Bayern beschließt Onlinedurchsuchung: CSU installiert ihre Trojaner

Die CSU beschließt im bayrischen Parlament die Einführung von Onlinedurchsuchungen. Spionage-Software darf auch in Wohnungen installiert werden.

Von Datenschützern bekämpft, von Bayerns Justizminister gefeiert: die Onlinedurchsuchung. Bild: ap

MÜNCHEN taz Letzte Hoffnung Verfassungsgericht: Nach der Einführung des "Landestrojaners" in Bayern prüft die SPD eine Verfassungsbeschwerde. Am Donnerstagabend hatte die CSU-Mehrheit im Bayerischen Landtag gegen die Stimmen der rot-grünen Oppositionen die Änderung des Polizeiaufgabengesetzes und des Verfassungsschutzgesetzes beschlossen und damit die schärfste Onlinedurchsuchung Deutschlands in Kraft gesetzt. Ab 1. August 2008 dürfen die Ermittler in Bayern nicht nur die Computer verwanzen, sondern die Wohnungen Betroffener heimlich betreten um Spionagesoftware ("Trojaner") auf Computern zu installieren.

Nach Ansicht des rechtspolitischen Sprechers der SPD-Landtagsfraktion, Franz Schindler, ist diese Regelung nicht mit Artikel 13 des Grundgesetzes vereinbar, in dem die Unverletzlichkeit der Wohnung festgeschrieben ist. Die SPD verweist darauf, dass die Große Koalition auf Bundesebene im Kompromiss zur Regelung der Onlinedurchsuchung für das Bundeskriminalamt auf die Befugnis zu sogenannten Begleitmaßnahmen verzichtet hat. Das Bundesverfassungsgericht hatte im Februar im Rahmen einer Klage gegen die Onlinedurchsuchung ein Grundrecht "auf Gewährleistung der Vertraulichkeit und Integrität informationstechnischer Systeme" aus der Taufe gehoben. Die Richter des Ersten Senats befanden, dass Eingriffe in dieses Recht sowohl zu präventiven Zwecken als auch zur Strafverfolgung möglich seien - aber nur in engen Grenzen.

Genau die sieht die bayerische SPD durch das CSU-Gesetz übertreten. "Es zeugt von verfassungspolitischer Kaltschnäuzigkeit, dass die CSU-Staatsregierung in ihren Gesetzentwürfen zur Schaffung der Befugnis für Onlinedurchsuchungen trotz Kenntnis der verfassungsrechtlichen Probleme auch Begleitmaßnahmen erlauben will", so Schindler.

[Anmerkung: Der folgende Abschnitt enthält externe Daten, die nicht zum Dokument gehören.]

Issue #194, opened 2021-11-25
Support for List construction with values


waclaw66:
Would be possible to support syntax like this?....
`new List<int>() { 1, 2, 3 }`

metoule:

Die SPD will statt neuer Überwachungsinstrumente mehr qualifiziertes Personal für die zeitnahe Auswertung der bestehenden Überwachungsmöglichkeiten einsetzen.

Auch der bayerische Datenschutzbeauftragte Karlheinz Worzfeld hatte vor der Verabschiedung der Onlinedurchsuchung erklärt, dass er sie an sich für problematisch halte, da die Aufgaben von Polizei und Verfassungsschutz vermischt würden. "Besonders problematisch" sei dabei das heimliche Betretungsrecht von Wohnungen. "Für eine heimliche Wohnungsdurchsuchung sehe ich in Artikel 13 Grundgesetz keine ausreichende Grundlage", hatte Worzfeld kritisiert. Die Bundesregierung habe "aus gutem Grund" im Entwurf des Bundeskriminalamtsgesetzes von der Einführung eines solchen heimlichen Betretungs- und Durchsuchungsrechtes Abstand genommen. Zudem bestehe die Gefahr, dass die Trojaner nicht nur – wie zugesichert - in wenigen Fällen "schwerster Kriminalität" zur Anwendung kommen. Schließlich sei die Maßnahme bei mehreren Dutzend Straftatbeständen zulässig.

"Damit zeigen wir erneut, wer Marktführer im Bereich innere Sicherheit in Deutschland ist", erklärte dagegen Bayerns Justizminister Joachim Herrmann (CSU) anlässlich der Einführung. Der Vorwurf, dass irgendein braver Bürger plötzlich von Online-Durchsuchungen betroffen sein könnte, sei absurd, sagte Herrmann. Im Gegenteil komme der Freistaat mit dem Gesetz der "verfassungsrechtlichen Schutzpflicht des Staates für seine Bürger" nach. Nach Auskunft des "Unabhängigen Landeszentrum für Datenschutz Schleswig-Holstein" gibt es derartig weitgehende Befugnisse in Europa nur in Zypern, Rumänien, Lettland und Spanien.